Radiologists' average dictation times were 11.9 (±5.6) and 12.6 (±4) minutes, before and after PACS upgrade, respectively. Although the reporting time has increased after PACS upgrade, the observed difference was not statistically significant in our study (P value = 0.53). This timing is on par with an average day on CT service in that it takes about 6 hours to dictate and measure 25 complex cancer follow up cases at our institution. Average time for an oncologist to assess tumor burden initially (text-only reports) was 15.4 (±5.9) minutes. Average time for oncologist to assess tumor burden using the multimedia reports was 6.2 (±2.9) minutes for a mean time savings of 8.9 minutes (Range 5 -14 minutes per study) when used the MM report to enter data into study forms (P<0.001).

CONCLUSION

Our pilot study results demonstrate that multimedia reports with data tables and hyperlinks to measurements on key images of target lesions facilitate analysis of tumor response by oncologists resulting in a significant time savings. These MM reports may be generated by radiologists without significant increase in reporting times. We anticipate in our facility alone up to 6-10 hours work by each team of oncologists and research staff could be saved using MM presentation.
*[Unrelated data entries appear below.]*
PR #4841, opened 2021-04-14
Add manga-wised rotation mode settings

ghostbear:
Supersedes #3522

The only difference is that I haven't moved `Default rotation type` to be beside `Default reading mode` in the settings

And the only thing missing is an icon for `DEFAULT` orientation

| Reader | Settings |
|---|---|
| Screenshot_1618389082 | Screenshot_1618389101 |

---

**Video**
Rotation default: Force Portrait
Reader default: Vertical 

https://user-images.githubusercontent.com/6576096/114695186-a0a86380-9d1b-11eb-93fd-37712ad62645.mp4

^ Orientation icon and force portrait not working when default has been fix

---

closes #3522


arkon:
What happens if you set a custom orientation and restore a backup into a version/fork that doesn't have it? I assume nothing happens, but it'd be best to make sure just to avoid crashes.

ghostbear:
```kt
viewer_flags = viewer_flags and 0x00000007.inv() or (0x00000002 and 0x00000007) // -> 2, we set a reader for the series
viewer_flags = viewer_flags and 0x00000038.inv() or (0x00000018 and 0x00000038) // -> 26, we set a orientation for the series
```
If the code is the same in the forks they should just use `R2LPagerViewer` if a custom orientation was set on `viewer_flags` when opening the reader

---

Tested with J2K it seems that opening the reader and reader settings will select `R2L` while the reader settings sheet will crash
image

ghostbear:
A solution would be that we use the mask when backing up manga so we only add the reading mode setting and not both

arkon:
We could potentially try to land a mitigation for that crash into J2K first (not necessarily add this feature, just avoid the crash), and let Neko pick that up.

SY should pick up the change from here quickly, and AZ can take it as needed. I don't particularly care about backwards compatibility either.

ghostbear:
J2K would only need...
```kt
var readingModeType: Int
        get() = viewer_flags and 0x00000007
        set(readingMode) { viewer_flags = viewer_flags and 0x00000007.inv() or (readingMode and 0x00000007) }
```
...to avoid a crash. This would then allow J2K to then add orientation per series if wanted. But the only thing really needed is the get field to avoid crashes, it could still set to viewer_flags.

Or were you thinking of changing something related to how the spinner works to avoid the `IndexOutOfBoundsException`?

arkon:
We can sync up with Jay on Discord to see what he's comfortable with, but the mask probably makes sense.

CarlosEsco:
what happened to not breaking backups :sob:

app/src/main/java/eu/kanade/tachiyomi/ui/setting/SettingsReaderController.kt
```diff
@@ -83,8 +85,10 @@ class SettingsReaderController : SettingsController() {
                     R.string.rotation_force_portrait,
                     R.string.rotation_force_landscape,
                 )
-                entryValues = arrayOf("1", "2", "3", "4", "5")
-                defaultValue = "1"
+                entryValues = OrientationType.values().drop(1)
+                    .filterNot { value -> value == OrientationType.LOCKED_LANDSCAPE } // Lock has two types in this enum while only being one option
```
arkon, line 89: This isn't true anymore.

Although we measured time to complete the work by radiologists and oncologists, time is not the only domain that will be impacted by this innovation.With time saved and more straightforward presentation of data through quantitative MM reports, further studies in larger, more controlled settings can further test if MM reports are a more effective provision of care by improving oncologist's decisions and patient outcomes. Leveraging technology that provides professional-appearing content and media-rich reporting including links to images, reports, and the images may also become increasingly important to patients with the more widespread use of patient portals.

METHODS

Two radiologists recorded the times it took them to dictate CT exams (of the Chest, Abdomen and Pelvis) in which they measured target lesions on 20 consecutive cancer patients on therapeutic trials before and after the PACS upgrade. The difference between the average times was tested using permutation test.Additionally, an oncologist recorded the times to extract and tabulate target lesion measurements on 10 CT studies of five synovial sarcoma patients that had been reported prior to the PACS upgrade. The timing was also recorded for the same process on the MM reports of the same patients after these reports became available. The permutation test of paired samples was used to compare the mean time differences between extracting the needed data from traditional text only and MM reports by the oncologist.